-------- Given records --------

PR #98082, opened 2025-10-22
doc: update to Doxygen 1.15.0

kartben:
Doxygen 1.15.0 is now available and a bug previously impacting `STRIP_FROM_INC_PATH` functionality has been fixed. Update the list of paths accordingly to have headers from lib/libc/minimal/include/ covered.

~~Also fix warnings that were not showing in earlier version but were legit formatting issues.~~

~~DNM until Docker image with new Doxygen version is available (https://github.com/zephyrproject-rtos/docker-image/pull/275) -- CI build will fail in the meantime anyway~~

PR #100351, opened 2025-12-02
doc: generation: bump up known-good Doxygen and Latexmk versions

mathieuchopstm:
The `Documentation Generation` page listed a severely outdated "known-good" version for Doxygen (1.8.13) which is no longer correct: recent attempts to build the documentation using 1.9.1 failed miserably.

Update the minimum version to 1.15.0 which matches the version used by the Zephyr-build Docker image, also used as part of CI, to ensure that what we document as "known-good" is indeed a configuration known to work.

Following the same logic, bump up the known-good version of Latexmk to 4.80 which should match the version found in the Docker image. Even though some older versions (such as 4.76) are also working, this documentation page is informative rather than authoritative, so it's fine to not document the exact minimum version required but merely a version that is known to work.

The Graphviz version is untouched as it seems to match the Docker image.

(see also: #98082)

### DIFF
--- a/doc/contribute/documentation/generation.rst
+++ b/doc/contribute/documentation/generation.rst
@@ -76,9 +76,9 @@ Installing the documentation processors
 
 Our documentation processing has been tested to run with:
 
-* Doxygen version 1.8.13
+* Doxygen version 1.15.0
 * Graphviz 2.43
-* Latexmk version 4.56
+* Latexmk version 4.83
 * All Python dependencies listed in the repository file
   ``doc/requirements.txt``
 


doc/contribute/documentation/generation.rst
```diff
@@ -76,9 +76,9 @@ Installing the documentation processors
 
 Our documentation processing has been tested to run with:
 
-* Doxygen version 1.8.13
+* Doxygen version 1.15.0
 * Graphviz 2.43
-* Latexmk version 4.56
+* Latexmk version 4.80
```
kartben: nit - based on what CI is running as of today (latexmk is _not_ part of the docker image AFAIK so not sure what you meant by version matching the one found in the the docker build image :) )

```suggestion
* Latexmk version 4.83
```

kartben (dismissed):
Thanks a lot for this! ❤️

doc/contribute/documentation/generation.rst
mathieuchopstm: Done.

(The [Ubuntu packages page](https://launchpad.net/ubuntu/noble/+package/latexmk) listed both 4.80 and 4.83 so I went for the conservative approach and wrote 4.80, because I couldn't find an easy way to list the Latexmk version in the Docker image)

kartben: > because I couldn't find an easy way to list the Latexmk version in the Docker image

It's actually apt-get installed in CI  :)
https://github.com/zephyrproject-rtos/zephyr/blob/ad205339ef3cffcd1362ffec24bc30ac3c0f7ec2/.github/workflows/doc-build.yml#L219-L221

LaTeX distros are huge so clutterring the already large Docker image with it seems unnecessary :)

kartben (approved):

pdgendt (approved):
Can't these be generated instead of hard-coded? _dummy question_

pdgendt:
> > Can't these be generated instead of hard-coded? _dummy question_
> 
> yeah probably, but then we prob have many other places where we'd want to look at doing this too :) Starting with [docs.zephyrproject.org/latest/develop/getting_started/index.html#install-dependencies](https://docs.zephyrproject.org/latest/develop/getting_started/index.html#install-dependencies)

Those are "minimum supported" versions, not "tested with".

--------
-------- Given records --------

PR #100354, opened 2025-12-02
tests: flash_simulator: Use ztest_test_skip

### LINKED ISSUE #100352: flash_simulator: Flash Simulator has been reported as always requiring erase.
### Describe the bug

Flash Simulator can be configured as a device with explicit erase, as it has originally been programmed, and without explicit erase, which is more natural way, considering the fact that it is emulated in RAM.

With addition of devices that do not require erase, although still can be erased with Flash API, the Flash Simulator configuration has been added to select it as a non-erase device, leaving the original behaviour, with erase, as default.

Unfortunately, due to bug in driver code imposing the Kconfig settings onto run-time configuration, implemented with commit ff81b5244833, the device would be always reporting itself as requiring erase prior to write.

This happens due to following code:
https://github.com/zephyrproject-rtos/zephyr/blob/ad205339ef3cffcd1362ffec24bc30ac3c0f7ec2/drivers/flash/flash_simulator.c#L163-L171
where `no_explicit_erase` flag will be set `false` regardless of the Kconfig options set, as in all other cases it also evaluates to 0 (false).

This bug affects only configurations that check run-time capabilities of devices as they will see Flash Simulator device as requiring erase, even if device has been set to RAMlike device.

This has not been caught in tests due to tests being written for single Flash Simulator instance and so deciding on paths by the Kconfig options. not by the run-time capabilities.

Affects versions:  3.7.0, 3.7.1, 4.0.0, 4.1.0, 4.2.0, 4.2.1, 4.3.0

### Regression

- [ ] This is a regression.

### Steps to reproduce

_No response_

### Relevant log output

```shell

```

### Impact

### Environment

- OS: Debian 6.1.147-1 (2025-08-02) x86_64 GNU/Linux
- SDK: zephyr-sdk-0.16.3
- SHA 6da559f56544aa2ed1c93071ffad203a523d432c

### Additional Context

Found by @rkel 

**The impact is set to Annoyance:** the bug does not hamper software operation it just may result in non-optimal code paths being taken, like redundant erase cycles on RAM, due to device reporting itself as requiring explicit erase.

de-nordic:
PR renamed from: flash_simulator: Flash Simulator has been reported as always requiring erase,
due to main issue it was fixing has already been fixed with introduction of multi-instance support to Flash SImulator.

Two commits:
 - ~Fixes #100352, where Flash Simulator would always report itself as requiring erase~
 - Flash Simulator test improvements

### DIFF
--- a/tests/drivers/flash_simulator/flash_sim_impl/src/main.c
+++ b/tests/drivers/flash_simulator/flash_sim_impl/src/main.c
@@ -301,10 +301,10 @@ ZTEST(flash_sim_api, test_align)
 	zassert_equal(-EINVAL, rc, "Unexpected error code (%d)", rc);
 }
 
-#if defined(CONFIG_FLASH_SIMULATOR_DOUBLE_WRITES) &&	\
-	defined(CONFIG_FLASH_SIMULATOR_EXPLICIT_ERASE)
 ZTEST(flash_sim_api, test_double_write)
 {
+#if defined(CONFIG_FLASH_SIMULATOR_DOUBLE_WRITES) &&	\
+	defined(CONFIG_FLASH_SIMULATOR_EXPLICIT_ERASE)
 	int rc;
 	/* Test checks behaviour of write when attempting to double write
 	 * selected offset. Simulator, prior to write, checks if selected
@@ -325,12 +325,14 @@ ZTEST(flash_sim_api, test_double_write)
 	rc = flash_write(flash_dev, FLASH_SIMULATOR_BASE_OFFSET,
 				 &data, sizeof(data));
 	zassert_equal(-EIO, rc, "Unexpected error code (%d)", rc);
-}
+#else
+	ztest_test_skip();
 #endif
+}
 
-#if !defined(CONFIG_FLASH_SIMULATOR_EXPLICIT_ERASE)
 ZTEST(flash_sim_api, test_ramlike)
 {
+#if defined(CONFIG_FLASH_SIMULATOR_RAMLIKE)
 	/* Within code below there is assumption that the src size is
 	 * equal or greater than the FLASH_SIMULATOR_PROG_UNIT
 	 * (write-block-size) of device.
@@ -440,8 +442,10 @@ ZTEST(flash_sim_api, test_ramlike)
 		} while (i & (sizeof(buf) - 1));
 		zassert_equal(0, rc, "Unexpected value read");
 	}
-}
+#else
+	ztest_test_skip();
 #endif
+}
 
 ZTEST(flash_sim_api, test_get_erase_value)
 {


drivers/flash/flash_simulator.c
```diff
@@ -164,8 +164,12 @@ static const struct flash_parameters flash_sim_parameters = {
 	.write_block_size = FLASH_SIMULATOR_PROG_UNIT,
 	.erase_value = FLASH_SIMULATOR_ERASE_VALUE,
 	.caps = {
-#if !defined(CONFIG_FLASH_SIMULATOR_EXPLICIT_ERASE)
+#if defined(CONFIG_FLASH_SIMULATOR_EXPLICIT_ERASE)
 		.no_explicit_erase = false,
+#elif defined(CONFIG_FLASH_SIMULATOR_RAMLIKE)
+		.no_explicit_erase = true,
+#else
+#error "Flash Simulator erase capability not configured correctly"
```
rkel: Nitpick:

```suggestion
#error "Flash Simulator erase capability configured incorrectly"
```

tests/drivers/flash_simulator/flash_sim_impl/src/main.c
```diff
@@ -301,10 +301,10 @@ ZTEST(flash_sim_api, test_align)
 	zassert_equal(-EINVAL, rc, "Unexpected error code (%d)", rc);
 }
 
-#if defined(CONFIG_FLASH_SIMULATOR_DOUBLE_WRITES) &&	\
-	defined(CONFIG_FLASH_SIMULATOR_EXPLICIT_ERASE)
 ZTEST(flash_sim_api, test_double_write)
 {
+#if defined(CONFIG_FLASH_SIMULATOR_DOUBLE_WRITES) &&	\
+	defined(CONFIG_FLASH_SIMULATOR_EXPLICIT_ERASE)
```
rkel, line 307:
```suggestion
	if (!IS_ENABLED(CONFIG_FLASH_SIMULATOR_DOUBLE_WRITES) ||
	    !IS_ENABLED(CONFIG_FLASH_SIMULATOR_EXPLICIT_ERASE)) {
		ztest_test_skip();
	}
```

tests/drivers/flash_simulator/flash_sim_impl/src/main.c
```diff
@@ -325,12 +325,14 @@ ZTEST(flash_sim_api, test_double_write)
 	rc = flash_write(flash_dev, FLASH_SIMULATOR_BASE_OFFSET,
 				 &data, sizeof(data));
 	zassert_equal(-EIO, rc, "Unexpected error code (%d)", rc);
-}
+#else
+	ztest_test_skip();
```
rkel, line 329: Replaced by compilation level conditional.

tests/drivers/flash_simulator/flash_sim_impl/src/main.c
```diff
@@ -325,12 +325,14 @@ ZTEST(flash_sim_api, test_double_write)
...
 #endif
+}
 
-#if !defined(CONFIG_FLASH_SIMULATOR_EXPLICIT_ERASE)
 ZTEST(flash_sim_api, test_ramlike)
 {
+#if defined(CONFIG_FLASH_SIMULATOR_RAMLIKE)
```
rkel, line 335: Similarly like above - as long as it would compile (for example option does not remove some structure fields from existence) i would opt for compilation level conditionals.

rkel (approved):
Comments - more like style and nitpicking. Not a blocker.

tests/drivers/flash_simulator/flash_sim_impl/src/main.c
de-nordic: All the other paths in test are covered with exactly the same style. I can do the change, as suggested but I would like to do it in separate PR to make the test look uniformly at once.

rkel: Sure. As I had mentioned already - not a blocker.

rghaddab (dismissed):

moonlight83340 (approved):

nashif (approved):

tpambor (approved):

--------
-------- Given records --------

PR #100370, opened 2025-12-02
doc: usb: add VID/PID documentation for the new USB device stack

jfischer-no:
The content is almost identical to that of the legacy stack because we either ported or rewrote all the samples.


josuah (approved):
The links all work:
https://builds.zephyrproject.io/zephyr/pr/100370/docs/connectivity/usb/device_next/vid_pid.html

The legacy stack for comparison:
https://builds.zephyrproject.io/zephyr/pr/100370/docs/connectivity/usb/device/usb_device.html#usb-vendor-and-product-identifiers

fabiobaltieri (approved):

--------

**About this exercise**: Check each line of the entries above for the string "html", and return those that contain it.

**Solution**:
> yeah probably, but then we prob have many other places where we'd want to look at doing this too :) Starting with [docs.zephyrproject.org/latest/develop/getting_started/index.html#install-dependencies](https://docs.zephyrproject.org/latest/develop/getting_started/index.html#install-dependencies)
https://builds.zephyrproject.io/zephyr/pr/100370/docs/connectivity/usb/device_next/vid_pid.html
https://builds.zephyrproject.io/zephyr/pr/100370/docs/connectivity/usb/device/usb_device.html#usb-vendor-and-product-identifiers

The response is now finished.